K Number

Device Name

MAHURKAR OPLUS CATHETER, MODEL 13.5 FR

Manufacturer

THE KENDALL COMPANY

Date Cleared

2003-05-13

(112 days)

Product Code

MPB

Regulation Number

876.5540

Intended Use

MAHURKAR® QPLUS® Catheter is intended for short-term central venous access for hemodialysis, apheresis, and infusion.

Device Description

The MAHURKAR® QPLUS® Catheter has a 13.5Fr radiopaque polyurethane catheter shaft with two large lumens (arterial and venous) running longitudinally along the length of the catheter shaft. The catheter version with a straight shaft either has curved extensions or straight extensions. The catheter version with a pre-curved shaft has straight extensions. MAHURKAR® QPLUS® Catheter is available in kit or tray configuration which contains the sterile catheter as well as accessory items needed for insertion.

More Information

Contact

Type

Center

Panel

Date Received

Product Code

Subsequent Product Codes

Applicant Name (Manufacturer)

Device Name

Decision

Street 1

Street 2

City

State

Country Code

ZIP

Postal Code

Class Advise Committee

SSP Indicator

Third Party Reviewed

Expedited Review

Predicate Devices

Not Found

Reference Devices

Not Found

AI/ML (Artificial Intelligence / Machine Learning)

No
The summary describes a physical catheter and its accessories, with no mention of software, algorithms, or AI/ML terms.

Therapeutic

Yes
The device is intended for short-term central venous access for hemodialysis, apheresis, and infusion, which are therapeutic procedures.

Diagnostic

No
The device is described as a catheter for central venous access for "hemodialysis, apheresis, and infusion," which are therapeutic and access procedures, not diagnostic ones.

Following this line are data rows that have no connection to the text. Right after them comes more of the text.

PR #650, opened 2017-02-01
privateer can travel to room without vision

karlthepagan:
this is extremely useful when settling a new area (portals etc)

### DIFF
--- a/creep.action.travelling.js
+++ b/creep.action.travelling.js
@@ -8,9 +8,13 @@ action.step = function(creep){
     if(CHATTY) creep.say(this.name, SAY_PUBLIC);
     if( creep.target ){
         let pos;
-        if( creep.target.id == creep.id ) pos = new RoomPosition(25, 25, creep.data.travelRoom);
+        let targetRange = this.targetRange;
+        if( creep.target.id == creep.id ) {
+            targetRange = 24;
+            pos = new RoomPosition(25, 25, creep.data.travelRoom);
+        }
         else pos = creep.target.pos;
-        creep.drive( pos, this.reachedRange, this.targetRange, Infinity );
+        creep.drive( pos, this.reachedRange, targetRange, Infinity );
     }
     if( !creep.target || creep.target.pos.roomName == creep.pos.roomName ){
         // unregister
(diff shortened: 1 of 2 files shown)


karlthepagan:
I just realized this was for privateer not pioneer.

Doesn't change the feature ;) this is what I intended.

creep.behaviour.privateer.js
```diff
@@ -148,6 +148,7 @@ mod.exploitNextRoom = function(creep){
     // no new flag
     // go home
     Population.registerCreepFlag(creep, null);
-    Creep.action.travelling.assign(creep, Game.rooms[creep.data.homeRoom].controller);
+    creep.data.travelRoom = creep.data.homeRoom;
```
chobobobo: By manually assigning this, are we externally hacking at the internals of the travelling action?  Ultimately, shouldn't creep.action.travelling.assign be able to take travelRoom as a parameter?  If this is a workaround, please add a comment.

creep.action.travelling.js
```diff
@@ -8,9 +8,13 @@ action.step = function(creep){
     if(CHATTY) creep.say(this.name, SAY_PUBLIC);
     if( creep.target ){
         let pos;
-        if( creep.target.id == creep.id ) pos = new RoomPosition(25, 25, creep.data.travelRoom);
+        let targetRange = this.targetRange;
+        if( creep.target.id == creep.id ) {
+            targetRange = 24;
```
chobobobo: This has the effect of making the creep regenerate its route once it gets inside the target room?

creep.behaviour.privateer.js
karlthepagan: from what I have found this seems to be the standard mechanism to go to a room name

a target needs to be a real game object, and a room without vision is never a real game object

karlthepagan: @chobobobo see examples in `task.defense.js`

creep.action.travelling.js
karlthepagan: yup, also the only change i made was to let room to room travel have a 24 range

whardeman: I was just wondering about setting targetRange slightly lower to ensure the creep moves away from the border before re-routing, to help prevent the NO PATH thrashing, but maybe that's been resolved elsewhere.

karlthepagan: @whardeman resolved in the general case by #661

SaMD (Software as a Medical Device)

The device description clearly describes a physical catheter made of polyurethane with lumens and extensions, indicating it is a hardware device, not software only.

IVD (In Vitro Diagnostic)

Based on the provided information, the MAHURKAR® QPLUS® Catheter is not an IVD (In Vitro Diagnostic) device.

Here's why:

Intended Use: The intended use is for "short-term central venous access for hemodialysis, apheresis, and infusion." This describes a device used in vivo (within the body) for therapeutic and access purposes.
Device Description: The description details a catheter designed to be inserted into a vein.
Lack of IVD Characteristics: There is no mention of the device being used to examine specimens derived from the human body (like blood, urine, tissue, etc.) to provide information for diagnosis, monitoring, or screening.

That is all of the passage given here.